**EXERCISE GOAL**
The count of lines below that include the string "heartbeats" is the whole answer.

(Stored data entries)
PR #11770, opened 2025-06-17
Track cortex_ingest_storage_writer_latency_seconds for failures too

pracucci:
#### What this PR does

During a recent incident, I've learned that `cortex_ingest_storage_writer_latency_seconds` is very misleading if records production times out, because this metric only tracks the latency for successfully produced records. In this PR I'm changing it to track latency both on success and error, but distinguishing between the two cases using a `outcome` label.

N/A

#### Checklist

- [ ] Tests updated.
- [ ] Documentation added.

### DIFF
--- a/CHANGELOG.md
+++ b/CHANGELOG.md
@@ -15,6 +15,7 @@
 * [CHANGE] Querier: Use Mimir Query Engine (MQE) by default. Set `-querier.query-engine=prometheus` to continue using Prometheus' engine. #11501
 * [CHANGE] Memcached: Ignore initial DNS resolution failure, meaning don't depend on Memcached on startup. #11602
 * [CHANGE] Ingester: The `-ingester.stream-chunks-when-using-blocks` CLI flag and `ingester_stream_chunks_when_using_blocks` runtime configuration option have been deprecated and will be removed in a future release. #11711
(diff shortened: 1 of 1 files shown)


vlad-diachenko (approved):

pkg/storage/ingest/writer_test.go
```diff
@@ -95,7 +95,7 @@ func TestWriter_WriteSync(t *testing.T) {
 
 		// Check metrics.
 		assert.NoError(t, promtest.GatherAndCompare(reg, strings.NewReader(fmt.Sprintf(`
-			# HELP cortex_ingest_storage_writer_sent_bytes_total Total number of bytes sent to the ingest storage.
+			# HELP cortex_ingest_storage_writer_sent_bytes_total Total number of bytes produced to the Kafka backend.
```
aknuds1, line 98: Can you verify in these tests that `outcome` is `success`?

aknuds1 (approved):
Just wondering whether we can verify the `outcome` label in tests.

pkg/storage/ingest/writer_test.go
pracucci: It's a bit tricky because the outcome is just on a histogram, that is quite difficult to assert on. There was no assertion on the histogram even before.

PR #11773, opened 2025-06-17
jsonnet: Allow configuring OTLP_TRACES_ENDPOINT and remove $.jaeger_mixin

colega:
#### What this PR does

This replaces the existing `$.jaeger_mixin` in jsonnet with `$.tracing_env_mixin` that would set `OTEL_` environment variables.

Follow up on https://github.com/grafana/mimir/issues/2708

#### Checklist

- [ ] Tests updated.
- [ ] Documentation added.


operations/mimir/rollout-operator.libsonnet
```diff
@@ -65,7 +65,7 @@
     container.mixin.readinessProbe.httpGet.withPort(8001) +
     container.mixin.readinessProbe.withInitialDelaySeconds(5) +
     container.mixin.readinessProbe.withTimeoutSeconds(1) +
-    $.jaeger_mixin,
+    $.tracing_env_mixin,
```
narqo, line 68: > `rollout_operator_container`

Does rollout-operator support OTLP env also?

narqo (approved):
Overall, works for me 🔥

operations/mimir/rollout-operator.libsonnet
colega: Good point, if it doesn't, I'll fix it now.

dimitarvdimitrov (approved):
can you make the same changes in the helm chart please 🙏 🥺

operations/mimir/rollout-operator.libsonnet
colega: Ok, here we go: https://github.com/grafana/rollout-operator/pull/234

colega: I'll draft this PR until we start using that version of rollout-operator.

colega: Updating rollout-operator in https://github.com/grafana/mimir/pull/11787

colega: That was merged.

colega:
@dimitarvdimitrov I'll do Helm in a separate PR.

colega:
@dimitarvdimitrov turns out Helm doesn't have `JAEGER_` env var set up for tracing, it's agnostic:
```
~/w/github.com/grafana/mimir
$ grep -R -i jaeger operations
operations/helm/charts/mimir-distributed/CHANGELOG.md:* [CHANGE] All: Environment variable `JAEGER_REPORTER_MAX_QUEUE_SIZE` is no longer set. Components will use OTel's default value of `2048` unless explicitly configured. You can still configure `JAEGER_REPORTER_MAX_QUEUE_SIZE` if you configure tracing using Jaeger env vars, and you can always set `OTEL_BSP_MAX_QUEUE_SIZE` OTel configuration. #11700
operations/helm/charts/mimir-distributed/CHANGELOG.md:* [ENHANCEMENT] Add `jaegerReporterMaxQueueSize` Helm value for all components where configuring `JAEGER_REPORTER_MAX_QUEUE_SIZE` makes sense, and override the Jaeger client's default value of 100 for components expected to generate many trace spans. #7068 #7086 #7259
```

Users can configure OTel tracing using the [extraEnv](https://github.com/grafana/mimir/blob/f89b840defefd42ca6bb40222df1b8f43a1e02fc/operations/helm/charts/mimir-distributed/values.yaml#L52-L54) setting and following the `configure-tracing.md` docs. Given OTel already offers standarized env vars that users can most likely just inherit from the other Helm charts they're running, I'd rather not add a solution that renders those standard env vars from custom values in the config.

PR #11774, opened 2025-06-17
hatracker: Add timeouts to per-tenant runtime config

### LINKED ISSUE #4066: Make ha_tracker_failover_timeout configurable per-tenant

The HA-tracker inside distributor will look to change tenant if it hasn't received a message inside `ha_tracker_failover_timeout`, which defaults to 30s.
Suppose a tenant is set up with one target, scraping at 1 minute intervals, then this default does not suit: we should be able to configure the timeout per-tenant. 

Add `ha_tracker_failover_timeout` to runtime config.  Note the existing ones are a bit shorter, e.g. `ha_cluster_label`.

If one tenant has multiple clusters and only a few of them send very slowly, then we might need more fine-grained configuration.

Have it auto-tune - see comment from @pracucci below.

tcard:
#### What this PR does

Adds update and failover timeouts to per-tenant runtime config, so that they different tenants can have specific timeouts that match their specific message frequency.

Fixes #4066 

#### Checklist

- [x] Tests updated.
- [x] Documentation added.


pkg/mimir/modules.go
```diff
@@ -424,12 +424,13 @@ func (t *Mimir) initRuntimeConfig() (services.Service, error) {
 	}
 
 	serv, err := NewRuntimeManager(&t.Cfg, "mimir-runtime-config", prometheus.WrapRegistererWithPrefix("cortex_", t.Registerer), util_log.Logger)
-	if err == nil {
-		// TenantLimits just delegates to RuntimeConfig and doesn't have any state or need to do
-		// anything in the start/stopping phase. Thus we can create it as part of runtime config
-		// setup without any service instance of its own.
-		t.TenantLimits = newTenantLimits(serv)
+	if err != nil {
```
tcard, line 427: Unrelated change, but this error was being returned way below at line 453 and thus a bunch of code would be running unnecessarily.

pkg/distributor/ha_tracker.go
```diff
@@ -173,8 +166,31 @@ func (cfg *HATrackerConfig) RegisterFlags(f *flag.FlagSet) {
...
+	UpdateTimeout          time.Duration `yaml:"ha_tracker_update_timeout" category:"advanced"`
+	UpdateTimeoutJitterMax time.Duration `yaml:"ha_tracker_update_timeout_jitter_max" category:"advanced"`
+	// We should only failover to accepting samples from a replica
+	// other than the replica written in the KVStore if the difference
+	// between the stored timestamp and the time we received a sample is
+	// more than this duration
+	FailoverTimeout time.Duration `yaml:"ha_tracker_failover_timeout" category:"advanced"`
+}
+
+func (cfg *HATrackerTimeoutsConfig) overrideFromLimits(user string, limits haTrackerLimits) error {
```
colega: This being a pointer receiver that mutates the config made me check the usage to ensure that it's thread safe. I assume the reason to do it this way is because we depend on the `validation` package and can't make `validation` depend on this package to use `HATrackerTimeoutConfig`? Maybe we can move the config there? Or maybe extract it to a different package?

pkg/distributor/ha_tracker.go
```diff
@@ -602,7 +622,34 @@ func (h *defaultHaTracker) checkReplica(ctx context.Context, userID, cluster, re
...
+		defaultHaTracker: h,
+		userID:           userID,
+		cfg: HATrackerTimeoutsConfig{
+			UpdateTimeout:          h.cfg.UpdateTimeout,
+			UpdateTimeoutJitterMax: h.cfg.UpdateTimeoutJitterMax,
+			FailoverTimeout:        h.cfg.FailoverTimeout,
+		},
+		updateTimeoutJitter: h.updateTimeoutJitter,
+	}
+	err := uh.cfg.overrideFromLimits(userID, h.limits)
```
colega: We're setting the `uh.cfg` from `h.cfg`, but I think that `uh.cfg.overrideFromLimits` overwrites all values, regardless whatever is set, isn't that true?

pkg/distributor/ha_tracker.go
tcard: Removed the smelly mutation in [c8b56e7](https://github.com/grafana/mimir/pull/11774/commits/c8b56e7dd347c7fedad8de7ec195dd302a2afb76). Now everything happens in the same place, hopefully more clear now.

Also, I realized `Set...` wasn't actually doing what I wanted (save allocations), so I just made it return the pointers instead.

pkg/distributor/ha_tracker.go
tcard: See c8b56e7dd347c7fedad8de7ec195dd302a2afb76, the behavior should now be more clear.

pkg/util/validation/limits.go
```diff
@@ -106,15 +106,21 @@ func IsLimitError(err error) bool {
...
+	// See distributor.HATrackerTimeoutsConfig.UpdateTimeout
+	HATrackerUpdateTimeout *time.Duration `yaml:"ha_tracker_update_timeout" json:"ha_tracker_update_timeout" category:"advanced" doc:"description=Update the timestamp in the KV store for a given cluster/replica only after this amount of time has passed since the current stored timestamp."`
+	// See distributor.HATrackerTimeoutsConfig.UpdateTimeoutJitterMax
+	HATrackerUpdateTimeoutJitterMax *time.Duration `yaml:"ha_tracker_update_timeout_jitter_max" json:"ha_tracker_update_timeout_jitter_max" category:"advanced" doc:"description=Maximum jitter applied to the update timeout, in order to spread the HA heartbeats over time."`
+	// See distributor.HATrackerTimeoutsConfig.FailoverTimeout
+	HATrackerFailoverTimeout                    *time.Duration      `yaml:"ha_tracker_failover_timeout" json:"ha_tracker_failover_timeout" category:"advanced" doc:"description=If we don't receive any samples from the accepted replica for a cluster in this amount of time we will failover to the next replica we receive a sample from. This value must be greater than the update timeout."`
```
colega: Even though I understand your intention about the pointers here, I would stick to consistency with the rest of the fields where zero value just means "unset". WDYT?

Also, can we use `model.Duration` for consistency?

tcard: Done both at a92525ef4e9b4a4207fb6dc43e6d64b252725701.

pkg/distributor/ha_tracker.go
```diff
@@ -141,50 +138,44 @@ func (r *ReplicaDesc) Clone() memberlist.Mergeable {
...
-	f.DurationVar(&cfg.UpdateTimeout, "distributor.ha-tracker.update-timeout", 15*time.Second, "Update the timestamp in the KV store for a given cluster/replica only after this amount of time has passed since the current stored timestamp.")
-	f.DurationVar(&cfg.UpdateTimeoutJitterMax, "distributor.ha-tracker.update-timeout-jitter-max", 5*time.Second, "Maximum jitter applied to the update timeout, in order to spread the HA heartbeats over time.")
-	f.DurationVar(&cfg.FailoverTimeout, "distributor.ha-tracker.failover-timeout", 30*time.Second, "If we don't receive any samples from the accepted replica for a cluster in this amount of time we will failover to the next replica we receive a sample from. This value must be greater than the update timeout")
 	f.BoolVar(&cfg.EnableElectedReplicaMetric, "distributor.ha-tracker.enable-elected-replica-metric", false, "Enable the elected_replica_status metric, which shows the current elected replica. It is disabled by default due to the possible high cardinality of the metric.")
 
+	// Even though those are deprecated in favor of Limits, we need to keep the flags
```
tcard: @colega Could you let me know if this is clear enough? I realize it's hacky but I don't see how to make things fully backwards-compatible otherwise.

pkg/mimir/mimir_config_test.go
```diff
@@ -262,6 +263,65 @@ custom_client_cluster_validation:
...
+	}, {
+		name: "keeps values in limit",
+		yamlConfig: `
+limits:
+  ha_tracker_update_timeout: 13s
+  ha_tracker_update_timeout_jitter_max: 3s
+  ha_tracker_failover_timeout: 26s
+  `,
+	}, {
+		name: "prefers values in limit",
```
tcard: @colega I realize you suggested failing on a conflict like this, but given CLI flags have defaults, and we can't really tell apart CLI defaults from values from config files, we'll always have a conflict if `distributor.ha_tracker` is set.

I think it isn't worth making things more complicated to handle this case.

pkg/util/validation/limits.go
```diff
@@ -106,15 +109,25 @@ func IsLimitError(err error) bool {
...
+	IngestionBurstSize   int     `yaml:"ingestion_burst_size" json:"ingestion_burst_size"`
+	IngestionBurstFactor float64 `yaml:"ingestion_burst_factor" json:"ingestion_burst_factor" category:"experimental"`
+	AcceptHASamples      bool    `yaml:"accept_ha_samples" json:"accept_ha_samples"`
+	HAClusterLabel       string  `yaml:"ha_cluster_label" json:"ha_cluster_label"`
+	HAReplicaLabel       string  `yaml:"ha_replica_label" json:"ha_replica_label"`
+	HAMaxClusters        int     `yaml:"ha_max_clusters" json:"ha_max_clusters"`
+	// We should only update the timestamp if the difference
+	// between the stored timestamp and the time we received a sample at
+	// is more than this duration.
+	HATrackerUpdateTimeout          model.Duration `yaml:"ha_tracker_update_timeout" json:"ha_tracker_update_timeout" category:"advanced" doc:"flag=distributor.ha-tracker.update-timeout|description=Update the timestamp in the KV store for a given cluster/replica only after this amount of time has passed since the current stored timestamp."`
```
tcard: Added a new `doc.flag` parameter to be able to override in docs which CLI flag populates this parameter, since we do it with custom code (`migrateParameter`).

tcard: No longer necessary after [2ab77ef](https://github.com/grafana/mimir/pull/11774/commits/2ab77eff772829566cb16468afbb0d43747561ca).

pkg/mimir/mimir_config_test.go
tcard: After discussing with @colega, we now prefer `distributor.ha_tracker` and log a warning. [0aef3ac](https://github.com/grafana/mimir/pull/11774/commits/0aef3acf489d5ff53095122cb4bef8db46743c5f)

pkg/distributor/ha_tracker.go
tcard: No longer necessary after [2ab77ef](https://github.com/grafana/mimir/pull/11774/commits/2ab77eff772829566cb16468afbb0d43747561ca).

pkg/util/validation/limits.go
```diff
@@ -295,6 +308,12 @@ func (l *Limits) RegisterFlags(f *flag.FlagSet) {
...
 	f.StringVar(&l.HAReplicaLabel, "distributor.ha-tracker.replica", "__replica__", "Prometheus label to look for in samples to identify a Prometheus HA replica.")
+	l.HATrackerUpdateTimeout = model.Duration(15 * time.Second)
+	f.Var(&l.HATrackerUpdateTimeout, "distributor.ha-tracker.update-timeout", "Update the timestamp in the KV store for a given cluster/replica only after this amount of time has passed since the current stored timestamp.")
+	l.HATrackerUpdateTimeoutJitterMax = model.Duration(5 * time.Second)
+	f.Var(&l.HATrackerUpdateTimeoutJitterMax, "distributor.ha-tracker.update-timeout-jitter-max", "Maximum jitter applied to the update timeout, in order to spread the HA heartbeats over time.")
+	l.HATrackerFailoverTimeout = model.Duration(30 * time.Second)
+	f.Var(&l.HATrackerFailoverTimeout, "distributor.ha-tracker.failover-timeout", "If we don't receive any samples from the accepted replica for a cluster in this amount of time we will failover to the next replica we receive a sample from. This value must be greater than the update timeout")
```
colega:
```suggestion
	f.Var(&l.HATrackerFailoverTimeout, "distributor.ha-tracker.failover-timeout", "If we don't receive any samples from the accepted replica for a cluster in this amount of time we will failover to the next replica we receive a sample from. This value must be greater than the update timeout.")
```

pkg/distributor/ha_tracker.go
```diff
@@ -435,7 +420,8 @@ const (
 func (h *defaultHaTracker) updateKVLoop(ctx context.Context) {
 	cleanupTick := time.NewTicker(util.DurationWithJitter(cleanupCyclePeriod, cleanupCycleJitterVariance))
 	defer cleanupTick.Stop()
-	tick := time.NewTicker(h.cfg.UpdateTimeout)
+	updateTimeout, _, _ := h.limits.DefaultHATrackerTimeouts()
```
colega: Nit, since we only use one value from this method, and it's the only usage, maybe we should make it like this?
```suggestion
	updateTimeout := h.limits.DefaultHATrackerUpdateTimeout()
```

pkg/distributor/ha_tracker.go
```diff
@@ -173,18 +159,13 @@ func (cfg *HATrackerConfig) RegisterFlags(f *flag.FlagSet) {
...
-	minFailureTimeout := cfg.UpdateTimeout + cfg.UpdateTimeoutJitterMax + time.Second
-	if cfg.FailoverTimeout < minFailureTimeout {
-		return fmt.Errorf(errInvalidFailoverTimeout, cfg.FailoverTimeout, minFailureTimeout)
-	}
-
-	return nil
+// DeprecatedHATrackerTimeoutsConfig is kept for backwards-compatibility in the
+// YAML config files. Values are copied to limits config, and must be accesed
+// through haTrackerLimits.HATrackerTimeouts.
+type DeprecatedHATrackerTimeoutsConfig struct {
```
colega: This should have a comment saying when we should remove it.

```suggestion
// through haTrackerLimits.HATrackerTimeouts.
// TODO: Remove in Mimir 2.18.0
type DeprecatedHATrackerTimeoutsConfig struct {
```

pkg/distributor/ha_tracker.go
tcard: Done at 6171400077.

tcard:
> we need to mention this deprecation in `about-versioning.md`.

@colega Done at [d5d1339](https://github.com/grafana/mimir/pull/11774/commits/d5d13399fc3f4c1e700ce5c423492a214240e0ac).

colega (approved):
Thank you for addressing all my feedback.

PR #11785, opened 2025-06-18
Block-builder-scheduler: Bug: assigned job skipped if start < commit < end

seizethedave:
#### What this PR does

This fixes a bug in block-builder-scheduler where coming out of startup mode, a job may be skipped if the partition's commit offset moves past the job's _start offset_ but before the job's _end offset_. Those offsets between the commit and end offset would be skipped and never consumed by block-builders. The fix is to only ignore the job if it is **wholly** behind the commit offset. (Same bug as #11520 but at assignment time rather than job creation time.)

#### Checklist

- [x] Tests updated.
- [ ] Documentation added.


narqo (approved):
Thank you 🔥

narqo:
I've rebased the branch to resolve a conflict in the changelog

PR #168, opened 2025-06-11
fix: adjust font size on company input v2 type

tomrndom:
ref: https://tipit.avaza.com/project/view/376250#!tab=task-pane&task=3805705


smarcet (approved):
LGM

**SOLUTION TO THIS EXERCISE**
3